■ What is needed ■
The lines you return must be all those in the data that hold the string "attachments".

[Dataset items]
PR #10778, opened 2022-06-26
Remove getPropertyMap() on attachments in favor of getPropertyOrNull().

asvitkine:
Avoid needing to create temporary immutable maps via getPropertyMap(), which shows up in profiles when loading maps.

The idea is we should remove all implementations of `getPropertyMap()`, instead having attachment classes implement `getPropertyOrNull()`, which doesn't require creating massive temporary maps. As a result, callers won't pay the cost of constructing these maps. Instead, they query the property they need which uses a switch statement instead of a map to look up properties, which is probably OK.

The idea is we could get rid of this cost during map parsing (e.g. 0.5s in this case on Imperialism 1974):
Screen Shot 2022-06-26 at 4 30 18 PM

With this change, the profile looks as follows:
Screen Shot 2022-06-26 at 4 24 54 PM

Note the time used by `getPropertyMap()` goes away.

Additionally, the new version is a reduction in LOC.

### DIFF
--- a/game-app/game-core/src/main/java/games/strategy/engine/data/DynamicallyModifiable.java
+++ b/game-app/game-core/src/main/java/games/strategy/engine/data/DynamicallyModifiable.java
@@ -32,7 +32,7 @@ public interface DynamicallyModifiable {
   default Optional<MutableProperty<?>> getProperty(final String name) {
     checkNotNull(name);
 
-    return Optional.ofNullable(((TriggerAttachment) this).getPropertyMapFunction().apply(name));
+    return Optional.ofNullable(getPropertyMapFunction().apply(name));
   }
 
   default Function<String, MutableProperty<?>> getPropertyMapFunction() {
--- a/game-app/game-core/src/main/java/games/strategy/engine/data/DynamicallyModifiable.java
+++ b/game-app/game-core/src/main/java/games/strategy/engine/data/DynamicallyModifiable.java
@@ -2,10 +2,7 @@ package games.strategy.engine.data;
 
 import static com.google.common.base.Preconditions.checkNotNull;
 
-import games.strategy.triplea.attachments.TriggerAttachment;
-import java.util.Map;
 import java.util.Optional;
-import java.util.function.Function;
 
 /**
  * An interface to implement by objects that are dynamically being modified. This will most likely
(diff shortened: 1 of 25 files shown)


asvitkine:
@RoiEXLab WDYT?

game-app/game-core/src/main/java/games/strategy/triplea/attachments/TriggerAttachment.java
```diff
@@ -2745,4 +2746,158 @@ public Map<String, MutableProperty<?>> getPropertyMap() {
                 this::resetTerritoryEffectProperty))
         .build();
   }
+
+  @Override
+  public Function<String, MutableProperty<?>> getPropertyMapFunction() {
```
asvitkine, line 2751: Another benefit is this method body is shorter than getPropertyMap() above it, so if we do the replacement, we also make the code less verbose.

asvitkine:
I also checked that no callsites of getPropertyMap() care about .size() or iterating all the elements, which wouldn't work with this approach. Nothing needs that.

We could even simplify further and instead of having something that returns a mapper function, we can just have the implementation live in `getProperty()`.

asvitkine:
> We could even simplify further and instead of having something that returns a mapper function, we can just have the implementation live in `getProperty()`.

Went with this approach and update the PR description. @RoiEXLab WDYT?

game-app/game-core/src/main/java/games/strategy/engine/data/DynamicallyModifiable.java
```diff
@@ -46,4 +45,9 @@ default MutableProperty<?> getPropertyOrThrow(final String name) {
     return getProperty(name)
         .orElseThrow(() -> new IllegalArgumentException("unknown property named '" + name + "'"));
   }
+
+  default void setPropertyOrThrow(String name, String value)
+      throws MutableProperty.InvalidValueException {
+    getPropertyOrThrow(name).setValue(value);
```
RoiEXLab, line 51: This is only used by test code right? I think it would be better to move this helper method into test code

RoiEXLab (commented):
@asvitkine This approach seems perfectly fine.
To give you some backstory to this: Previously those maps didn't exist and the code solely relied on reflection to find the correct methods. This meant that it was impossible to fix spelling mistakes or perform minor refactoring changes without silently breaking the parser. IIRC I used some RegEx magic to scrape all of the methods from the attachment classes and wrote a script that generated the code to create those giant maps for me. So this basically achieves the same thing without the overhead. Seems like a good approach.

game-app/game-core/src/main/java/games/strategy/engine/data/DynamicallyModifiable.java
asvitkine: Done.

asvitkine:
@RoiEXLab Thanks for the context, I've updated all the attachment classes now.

■ Answer space ■
Remove getPropertyMap() on attachments in favor of getPropertyOrNull().
-import games.strategy.triplea.attachments.TriggerAttachment;
game-app/game-core/src/main/java/games/strategy/triplea/attachments/TriggerAttachment.java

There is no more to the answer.